Flattening to String

Different LabVIEW data types use different memory structures. While basic numbers occupy contiguous memory, complex types do not.

For example, in a string array, the array itself stores an array of memory pointers (handles) that point to separate heap locations where the actual text data resides. This creates a non-contiguous structure:

To transmit this array over TCP/IP or write it to a file, this fragmented structure must be packed into a single, contiguous byte stream. This packing process is called flattening. Flattening a string array consolidates the length information and string characters into a linear, contiguous byte array.

The Flatten to String function (under Programming -> Numeric -> Data Operations) serializes any LabVIEW data type into a binary string. The output is a raw binary stream, which is not meant to be read as plain text, but serves as a standardized format for data storage and network transmission.

To reconstruct the original data structure, wire the binary string to the Unflatten from String function along with a type specifier.

Additionally, in the Programming -> Cluster, Class & Variant -> Variant function palette, there are similar functions for converting between variants and flattened strings. However, these functions are specifically designed for handling variant types and are not as commonly used in broader applications.

Flattening to XML

A drawback of binary flattening is that the resulting byte stream is not human-readable, making files difficult to debug or inspect. When human readability is important, serialize your data to XML (Extensible Markup Language) instead. XML uses structured text tags to describe the type and value of the data. For example:

<data label="input" type="DBL">34.2</data>

This tags the value 34.2 as a double-precision float (DBL) labeled input.

The Flatten to XML function (under Programming -> File I/O -> XML) serializes any LabVIEW data type into XML text. Use Unflatten from XML to deserialize it back. Here is a program that flattens a numeric value:

The resulting XML string:

LabVIEW generates readable tags: the <DBL> element denotes a double-precision number, <Name> specifies the control name, and <Val> stores the value 12.3.

Due to its readability and structured format, XML is widely used for configuration files and network messages.

The main disadvantage of XML is its verbosity. The text tags inflate file sizes and increase the CPU time required for parsing. For high-performance or high-volume storage, binary flattening is preferred.

Flattening to JSON

While XML is powerful, it carries a lot of overhead. In 2002, JSON (JavaScript Object Notation) emerged as a simpler, more lightweight alternative. Today, JSON has widely surpassed XML in web services and config files due to its minimal footprint.

JSON's format is straightforward:

  • Numbers are written as plain text.
  • Strings are enclosed in double quotes.
  • Arrays are enclosed in square brackets [].
  • Clusters (analogous to JSON objects) are enclosed in curly braces {} with key-value pairs.
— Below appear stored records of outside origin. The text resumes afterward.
Issue #977, opened 2017-11-10
COPY doc doesn't decode the destination header


garrensmith:
We have an issue when a user tries to clone/copy a doc in Fauxton and the new doc id has Unicode characters. The Fauxton URL request to CouchDB encodes the user input and sets the Destination header with the encoded value of the new ID when sending the COPY request. CouchDB does not decode this, and just creates the ID including escaped values literally.

#Context
Cloning/copying a document with a new ID that includes Unicode chars (e.g. xxx啊xxx) fails because CouchDB takes the encoded value literally, creating a doc with ID xxx%E5%95%8Axxx instead of xxx啊xxx. E.g.:
curl 'https://antonio-cloudant.cloudant.com/appts1/original1' -X COPY -H 'Content-Type: application/json' -H 'Destination: xxx%E5%95%8Axxx'

Note that using xxx啊xxx directly in curl works. The new doc will have ID xxx啊xxx:
curl 'https://antonio-cloudant.cloudant.com/appts1/original1' -X COPY -H 'Content-Type: application/json' -H 'Destination: xxx啊xxx'.
Which means the API works although it doesn't follow 100% the Destination header's spec which states the header should contain an URI, hence its value should be encoded if it includes characters outside the valid range.

CouchDB COPY doc: http://docs.couchdb.org/en/2.0.0/api/document/common.html#copy--db-docid

## Possible Solution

Here is how you serialize a cluster to JSON in LabVIEW using Flatten To JSON:

images_2/z041.png

The output is a clean JSON string:

images_2/z042.png

Due to its compact size and readability, JSON is usually preferred over XML for text serialization. However, native LabVIEW support for JSON has some limitations, and certain complex or custom data types (like paths or complex numbers) may not serialize cleanly without custom handling. In those cases, XML or custom flattening remains useful.

Practice Exercises

  • Sort Student Names: Create two one-dimensional string array constants containing lists of names. Write a VI that merges these two arrays into a single array and sorts the final list alphabetically.